Ganz anders sieht es beim Privatgymnasium Schwetzingen aus, das am Montag nicht von dem Software-Crash betroffen war. "Wir verwenden unser schuleigenes System", erklärte Andrea Hahn vom Sekretariat der Schule. Derzeit arbeitet das Privatgymnasium mit der Software "Teams" von Microsoft. Im Gegensatz zum Hebel-Gymnasium werden alle Unterrichtseinheiten aus dem Stundenplan live per Video abgehalten. "Das kann den Präsenzunterricht natürlich nicht ersetzen, aber es klappt ganz gut", berichtete Hahn. Jeder Schüler verfügt über ein Tablet. Um technische Probleme kümmert sich die hauseigene IT-Abteilung mit zwei Mitarbeitern. Die gab es übrigens schon vor der Corona-Krise. "Als Privatschule sind wir da anders aufgestellt als staatliche Schulen", sagte Hahn. "Unsere Ausstattung war auch vorher schon sehr gut."
In Hockenheim gab es am Montag ebenfalls Schwierigkeiten beim Start der neuen Schul-App "Sdui". "Es gab Probleme beim Aufrufen der App-Funktion, die Anmeldung funktionierte teilweise nicht", berichtete Rathaussprecher Christian Stalf.
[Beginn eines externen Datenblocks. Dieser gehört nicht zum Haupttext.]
PR #3879, opened 2023-12-14
Add missing breach data classes

pdehaan:
# References: 
Jira: MNTOR-
Figma: 

# Description

```sh
npx pdehaan/blurts-server-data-classes

Missing "telecommunications-carrier" data class from ApexSMS breach
Missing "loyalty-program-details" data class from MalindoAir breach
```

Not visible on the details page, but noticed them when browsing on https://monitor.firefox.com/breaches (search for "Apex" or "Mali").

# Screenshot (if applicable)

Not applicable.

# How to test

# Checklist (Definition of Done)
- [ ] Localization strings (if needed) have been added.
- [ ] Commits in this PR are minimal and [have descriptive commit messages](https://chris.beams.io/posts/git-commit/).
- [ ] I've added or updated the relevant sections in readme and/or code comments
- [ ] I've added a unit test to test for potential regressions of this bug.
- [ ] Product Owner accepted the User Story (demo of functionality completed) or waived the privilege.
- [ ] All acceptance criteria are met.
- [ ] Jira ticket has been updated (if needed) to match changes made during the development process.
- [ ] Jira ticket has been updated (if needed) with suggestions for QA when this PR is deployed to stage.

PR #6818, opened 2026-08-27
Mntor 5363

GregHilstonMozilla:
# References:

Jira: [MNTOR-5363](https://mozilla-hub.atlassian.net/browse/MNTOR-5363)

# Description

We are going to be iterating on our [openapi.yml](https://github.com/mozilla/blurts-server/blob/main/openapi.yml) contract, which is defined between the frontend and the backend for a breach integration. To achieve that with a thin and simple API, we'll be relying on Remote Settings data that is already being pushed. That dataset was missing records.

The sync previously only carried breaches that leaked passwords, so a breach that leaked a user's email but not their password would be invisible to Firefox and the privacy panel could never render it. This PR widens the periodic cron that pushes this data.

The rest of the PR is the types and doc strings that came with that change. HIBP spells data classes differently to us, and nothing in the codebase recorded that.

## Changed since the first review: no `IsSensitive`

This PR originally also wrote an `IsSensitive` field onto each new record. [Vincent and I agreed it is not needed](https://mozilla-hub.atlassian.net/browse/MNTOR-5363?focusedCommentId=1715164): phase 2 only shows breach alerts for breaches the API returns as affecting the user, and the API does not return sensitive breaches, so Firefox never sees one to hide.

# How to test

```sh
npx vitest run src/scripts/cronjobs/updateBreachesInRemoteSettings/ src/utils/hibp.test.ts
```

- [x] I've added or updated the relevant sections in readme and/or code comments. Block comments added to `BreachDataTypes`, `ResolutionRelevantBreachDataTypes` and `HibpLabelByDataType`, which sit together and were easy to confuse.
- [x] If this PR implements a feature flag or experimentation, I've checked that it still works with the flag both on, and with the flag off. Not applicable.
- [ ] All acceptance criteria are met. The remaining AC is a post-deploy check on the live collection.
- [x] Jira ticket has been updated (if needed) to match changes made during the development process. Summary, description and AC updated to drop `IsSensitive`.

[MNTOR-5363]: https://mozilla-hub.atlassian.net/browse/MNTOR-5363?atlOrigin=eyJpIjoiNWRkNTljNzYxNjVmNDY3MDlhMDU5Y2ZhYzA5YTRkZjUiLCJwIjoiZ2l0aHViLWNvbS1KU1cifQ

### DIFF
--- a/src/app/functions/universal/breach.ts
+++ b/src/app/functions/universal/breach.ts
@@ -6,6 +6,11 @@ import { DataClassEffected } from "../../../utils/subscriberBreaches";
 
 // TODO: Move pure functions that operate on breaches to this file
 
+/**
+ * Every kind of data a breach can leak, in Monitor's own kebab-case spelling.
+ * This is what we store, what a HibpLikeDbBreach carries, and what our APIs
+ * speak. See HibpLabelByDataType for how HIBP spells the same things.
+ */
 export const BreachDataTypes = {
   Passwords: "passwords",
   Email: "email-addresses",
@@ -22,6 +27,39 @@ export const BreachDataTypes = {
   General: "general",
 } as const;
 
+/**
+ * The same data types, spelled the way HIBP spells them. Use these only against
+ * a raw HibpGetBreachesResponse. Anything that came from our database already
+ * speaks BreachDataTypes, because formatDataClass converts it at ingestion.
+ *
+ * Keys match BreachDataTypes, so one data type's two spellings line up on one
+ * key. This cannot be a transform, the difference is not mechanical: `pins` is
+ * `PINs` and `ip-addresses` is `IP addresses`. `General` is ours alone with no
+ * HIBP counterpart, hence the Omit.
+ */
+export const HibpLabelByDataType = {
+  Passwords: "Passwords",
+  Email: "Email addresses",
+  SSN: "Social security numbers",
+  CreditCard: "Partial credit card data",
+  BankAccount: "Bank account numbers",
+  PIN: "PINs",
+  IP: "IP addresses",
+  Address: "Physical addresses",
+  DoB: "Dates of birth",
+  Phone: "Phone numbers",
+  SecurityQuestions: "Security questions and answers",
+  HistoricalPasswords: "Historical passwords",
+} as const satisfies Omit<
+  Record<keyof typeof BreachDataTypes, string>,
+  "General"
+>;
+
+/**
+ * The subset of BreachDataTypes that Monitor asks a user to act on, and so the
+ * only ones that appear in the guided resolution flow and in breach alert
+ * emails. The rest are shown as context only.
+ */
 export const ResolutionRelevantBreachDataTypes = {
   Passwords: BreachDataTypes.Passwords,
   Email: BreachDataTypes.Email,
--- a/src/app/functions/universal/breach.ts
+++ b/src/app/functions/universal/breach.ts
@@ -7,9 +7,14 @@ import { DataClassEffected } from "../../../utils/subscriberBreaches";
 // TODO: Move pure functions that operate on breaches to this file
 
 /**
- * Every kind of data a breach can leak, in Monitor's own kebab-case spelling.
- * This is what we store, what a HibpLikeDbBreach carries, and what our APIs
- * speak. See HibpLabelByDataType for how HIBP spells the same things.
+ * The data types we name, in our own kebab-case spelling. This is what we
+ * store and what our APIs speak. See HibpLabelByDataType for HIBP's spelling.
+ *
+ * Not the full list. HIBP adds a data type whenever it sees a new kind of
+ * data, and locales/en/data-classes.ftl lists around 170.
+ *
+ * These are roughly the data types the public breach detail page gives advice
+ * for, see getAllPriorityDataClasses in src/utils/recommendations.ts.
  */
 export const BreachDataTypes = {
   Passwords: "passwords",
--- a/src/scripts/cronjobs/updateBreachesInRemoteSettings/updateBreachesInRemoteSettings.test.ts
+++ b/src/scripts/cronjobs/updateBreachesInRemoteSettings/updateBreachesInRemoteSettings.test.ts
@@ -134,9 +134,16 @@ describe("updateBreachesInRemoteSettings job", () => {
 
       await main(mockLog);
 
-      expect(addBreachSpy).toHaveBeenCalledWith(
-        expect.objectContaining({ Name: emailOnly.Name }),
-      );
+      // Pins the whole record
+      expect(addBreachSpy).toHaveBeenCalledWith({
+        Name: emailOnly.Name,
+        Domain: emailOnly.Domain,
+        BreachDate: emailOnly.BreachDate,
+        PwnCount: emailOnly.PwnCount,
+        AddedDate: emailOnly.AddedDate,
+        DataClasses: emailOnly.DataClasses,
+        IsSensitive: false,
+      });
     });
     it("skips a breach that leaked neither passwords nor emails", async () => {
       const neither = {
--- a/src/scripts/cronjobs/updateBreachesInRemoteSettings/updateBreachesInRemoteSettings.test.ts
+++ b/src/scripts/cronjobs/updateBreachesInRemoteSettings/updateBreachesInRemoteSettings.test.ts
@@ -124,6 +124,48 @@ describe("updateBreachesInRemoteSettings job", () => {
       await main(mockLog);
       expect(reviewSpy).not.toHaveBeenCalled();
     });
+    it("syncs a breach that leaked emails but no passwords", async () => {
+      const emailOnly = HibpData[0] as HIBP.HibpGetBreachesResponse[number];
+      expect(emailOnly.DataClasses).not.toContain("Passwords");
+      vi.mocked(HIBP.fetchHibpBreaches).mockResolvedValue([emailOnly]);
+      fetchBreachesSpy.mockResolvedValueOnce(new Set([]));
+      addBreachSpy.mockResolvedValue(undefined);
+      reviewSpy.mockResolvedValue(undefined);
+
+      await main(mockLog);
+
+      expect(addBreachSpy).toHaveBeenCalledWith(
+        expect.objectContaining({ Name: emailOnly.Name }),
+      );
+    });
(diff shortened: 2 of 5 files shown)


src/scripts/cronjobs/updateBreachesInRemoteSettings/updateBreachesInRemoteSettings.ts
```diff
@@ -103,6 +111,8 @@ export async function main(parentLogger: Logger) {
       PwnCount: breach.PwnCount,
       AddedDate: breach.AddedDate,
       DataClasses: breach.DataClasses,
+      // The panel hides these, the credential manager may not.
```
GregHilstonMozilla, line 106: this is where I'm adding the new property to the remote settings

src/scripts/cronjobs/updateBreachesInRemoteSettings/updateBreachesInRemoteSettings.ts
```diff
@@ -75,15 +82,16 @@ export async function main(parentLogger: Logger) {
...
   const newBreaches = allHibpBreaches.filter((breach) => {
     return (
       !breach.IsRetired &&
       !breach.IsSpamList &&
       !breach.IsFabricated &&
       breach.IsVerified &&
       breach.Domain !== "" &&
-      breach.DataClasses.includes("Passwords") &&
+      (breach.DataClasses.includes(HibpLabelByDataType.Passwords) ||
+        breach.DataClasses.includes(HibpLabelByDataType.Email)) &&
```
GregHilstonMozilla, line 86: this is where we widen what we send to remote settings to include email data

src/scripts/cronjobs/updateBreachesInRemoteSettings/updateBreachesInRemoteSettings.ts
```diff
@@ -12,10 +12,17 @@ import * as HIBP from "../../../utils/hibp";
...
 type RemoteSettingsBreach = Pick<
   HIBP.HibpGetBreachesResponse[number],
-  "Name" | "Domain" | "BreachDate" | "PwnCount" | "AddedDate" | "DataClasses"
+  | "Name"
+  | "Domain"
+  | "BreachDate"
+  | "PwnCount"
+  | "AddedDate"
+  | "DataClasses"
+  | "IsSensitive"
```
GregHilstonMozilla: linting/formatting changed this line to look like this. the important note is we add `IsSensitive`

src/scripts/cronjobs/updateBreachesInRemoteSettings/updateBreachesInRemoteSettings.ts
joeherm: question: What will happen if an older FF client receives data w/ this data class? Presumably just ignores the email ones? Or do older clients consume the OpenAPI spec?

joeherm (commented):
Code change LGTM- but left a question about the impact on older FF clients.

src/scripts/cronjobs/updateBreachesInRemoteSettings/updateBreachesInRemoteSettings.ts
mansaj: @joeherm Older Firefox password-manager clients will ignore email-only records.

You can see it here: https://searchfox.org/firefox-main/source/browser/components/aboutlogins/LoginBreaches.sys.mjs

```
_breachInvolvedPasswords(breach) {
  return (
    breach.hasOwnProperty("DataClasses") &&
    breach.DataClasses.includes("Passwords")
  );
}
```
Extra fields like `IsSensitive` are ignored. DataClasses is already an unconstrained string array in the collection schema, so "Email addresses" is a new value, not a new shape.

src/scripts/cronjobs/updateBreachesInRemoteSettings/updateBreachesInRemoteSettings.ts
```diff
@@ -75,15 +82,16 @@ export async function main(parentLogger: Logger) {
...
     return (
       !breach.IsRetired &&
       !breach.IsSpamList &&
       !breach.IsFabricated &&
       breach.IsVerified &&
       breach.Domain !== "" &&
-      breach.DataClasses.includes("Passwords") &&
+      (breach.DataClasses.includes(HibpLabelByDataType.Passwords) ||
+        breach.DataClasses.includes(HibpLabelByDataType.Email)) &&
       !remoteBreaches.has(breach.Name)
```
mansaj, line 87: This cron only POSTs names it has never seen, so IsSensitive will never land on existing records.

A client that hides with `if (record.IsSensitive)` will treat missing as false and surface those. HIBP marks them sensitive so visiting the site does not out the user. 

Might be something to consider.. should patch existing records?

src/scripts/cronjobs/updateBreachesInRemoteSettings/updateBreachesInRemoteSettings.ts
mansaj: This Pick gained IsSensitive, but `src/utils/remoteSettingsClient.ts:8-11` still omits it, right? Runtime still POSTs the extra field via JSON.stringify. The next person who maps through the client type will drop it. Maybe update the client type and delete this duplicate?

src/scripts/cronjobs/updateBreachesInRemoteSettings/updateBreachesInRemoteSettings.test.ts
```diff
@@ -124,6 +124,48 @@ describe("updateBreachesInRemoteSettings job", () => {
...
+      const emailOnly = HibpData[0] as HIBP.HibpGetBreachesResponse[number];
+      expect(emailOnly.DataClasses).not.toContain("Passwords");
+      vi.mocked(HIBP.fetchHibpBreaches).mockResolvedValue([emailOnly]);
+      fetchBreachesSpy.mockResolvedValueOnce(new Set([]));
+      addBreachSpy.mockResolvedValue(undefined);
+      reviewSpy.mockResolvedValue(undefined);
+
+      await main(mockLog);
+
+      expect(addBreachSpy).toHaveBeenCalledWith(
```
mansaj: This would still pass if DataClasses or IsSensitive: false are gone right? Can we assert those on the payload?

src/scripts/cronjobs/updateBreachesInRemoteSettings/updateBreachesInRemoteSettings.ts
GregHilstonMozilla: Great call out, documenting here what we discussed in stand up for posterity. 

I am going to ask Vincent and Kaitlyn if there's a way to backfill the data right into Remote Settings, so I can avoid having to write new code, and test it, for this one off operation!

src/scripts/cronjobs/updateBreachesInRemoteSettings/updateBreachesInRemoteSettings.ts
GregHilstonMozilla: Good catch, fixed in a commit!

src/app/functions/universal/breach.ts
```diff
@@ -6,6 +6,11 @@ import { DataClassEffected } from "../../../utils/subscriberBreaches";
 
 // TODO: Move pure functions that operate on breaches to this file
 
+/**
+ * Every kind of data a breach can leak, in Monitor's own kebab-case spelling.
```
Vinnl: Maybe good to know: this list is far from exhaustive. A fuller list is in [this file](https://github.com/mozilla/blurts-server/blob/main/locales/en/data-classes.ftl); however, HIBP can extend it with new entries whenever it finds a new breach with a data type that it hadn't seen before. (I think we're supposed to regularly [update that list](https://github.com/mozilla/blurts-server/pull/3879) so that they're localised when they show up on https://monitor.mozilla.org/breaches, but I don't think anyone was ever responsible for that.)

I *think* that the data types listed here are the ones we have recommendations for on [a public breach listing page](https://fx-monitor-storybook.netlify.app/?path=/story/pages-public-breach-listing--breach-detail-view-story), but it predates my time on Monitor, so I'm not sure.

src/app/functions/universal/breach.ts
```diff
@@ -22,6 +27,39 @@ export const BreachDataTypes = {
...
+  IP: "IP addresses",
+  Address: "Physical addresses",
+  DoB: "Dates of birth",
+  Phone: "Phone numbers",
+  SecurityQuestions: "Security questions and answers",
+  HistoricalPasswords: "Historical passwords",
+} as const satisfies Omit<
+  Record<keyof typeof BreachDataTypes, string>,
+  "General"
+>;
```
Vinnl, line 61: Nice work to ensure these two stay aligned.

src/scripts/cronjobs/updateBreachesInRemoteSettings/updateBreachesInRemoteSettings.ts
Vinnl: It looks like the Remote Settings UI has individual deletion buttons for all entries (currently ~700); I didn't dare click on one yet, but possibly we could click on all of them with a `document.querySelectorAll`, and then this script would recreate them? And there is a stage env, so while we'd need to figure out how that works, we could test it there.

That said, I'm not sure if it's less work, or safer, than updating the script.

(In fact, after updating the script, if it makes a mistake, we can just not approve it for Prod, so I think that might be safer.)

Vinnl (approved):

src/app/functions/universal/breach.ts
GregHilstonMozilla: Okay thanks for this call out, I will roll this into the docstring, TY

src/scripts/cronjobs/updateBreachesInRemoteSettings/updateBreachesInRemoteSettings.ts
GregHilstonMozilla: @Vinnl and I discussed this, we are going to remove the addition of `IsSensitive` from the Remote Settings posting, as it is not needed for this effort

Vinnl (approved):
Changes look good to me! As discussed, no more need for `IsSensitive`, considering that we're not even going to be telling the trust panel about sensitive breaches.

Diese Probleme hätten aber nichts mit der App selbst zu tun, sondern mit der Belastung der Server durch die hohen Zugriffszahlen. Am späten Vormittag habe die App dann wieder funktioniert. "Davon abgesehen waren die Rückmeldungen auf ,Sdui’ bisher aber positiv", betonte Stalf.